To understand why the modern supply chain is uniquely vulnerable to a threat like the coronavirus, you have to realize how quickly it has changed. China joined the World Trade Organization in 2001, and surpassed the U.S. as an industrial powerhouse in 2010. During the SARS epidemic of 2002 and 2003, China represented 4.31 percent of worldwide GDP, wrote the MIT professor David Simchi-Levi, who studies supply chains. Now that’s 16 percent.
Western companies find it cheaper to manufacture goods in China, and elsewhere in Asia, than to do so closer to home. Car parts, technology, fashion, medical gear, and drug components are particularly vulnerable to disruptions in Asian markets. Derry noted that in 2012, after the Japanese tsunami, “you couldn’t buy a red Toyota for months, because the one factory that made red pigment for Toyota was offline.” Apple, Fiat Chrysler, and Hyundai have already warned investors of potential supply constraints due to the coronavirus pandemic.
In addition to offshoring, Simchi-Levi told me, companies have emphasized “just in time” delivery, keeping only 15 to 30 days of products on hand. That has made global companies more profitable but has also “significantly increase[d] supply-chain risk.”
He predicted that the worst of the supply-chain disruptions would begin now, in mid-March. Fewer Chinese ships are on the water, and major ports around the world, such as Rotterdam and Le Havre, are already feeling the effects. Those 15 to 30 days of inventory (even if a company stocked up prior to the Chinese Lunar New Year holiday) are likely running low now. “We are going to see a slowdown, disruption, less variety, less options to the customers,” Simchi-Levi said.

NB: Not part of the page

PR #29779, opened 2025-04-14
Tools: add Networking and CAN Mcast to feature list

bugobliterator:
Tested working with vscode extension using extract_features to show CAN MCAST and enable it.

As the COVID-19 pandemic ripples throughout the world economy, it’s possible that it may begin to change the way global supply chains work. Simchi-Levi said companies will come under pressure to diversify where they make their products, which will prove easier for some than for others. While the blood thinner heparin may still be made in China, it’s not as difficult to move the infrastructure for, say, the kind of fashion sold at H&M and Zara to other Asian countries. “You can still emphasize low labor costs by moving into Vietnam, Malaysia, and Cambodia,” he said. More electronic and car-part production could shift to factories in Mexico and Brazil.
One thing not to worry about is the grocery supply chain. While some consumer products, such as toothpaste or shampoo, could be limited because of components sourced from China, that’s not the case for food.
Derry noted that the grocery supply chain is remarkably robust. Stores that run out of ingredients one day will be full a day or two later. As for nonperishable goods, such as toilet paper and cleaning supplies, now is a time to be prudent.
If you’re buying up all your local store’s inventory, he said, “I would argue that you’re doing your fellow citizens a disservice. Do we really need to have a gallon of Lysol at home? Probably not.”
For everyone to do their part, he said, it requires thinking like you work in the supply-chain industry: “It only exacerbates the problem if we all—as we call it—bring forward demand.”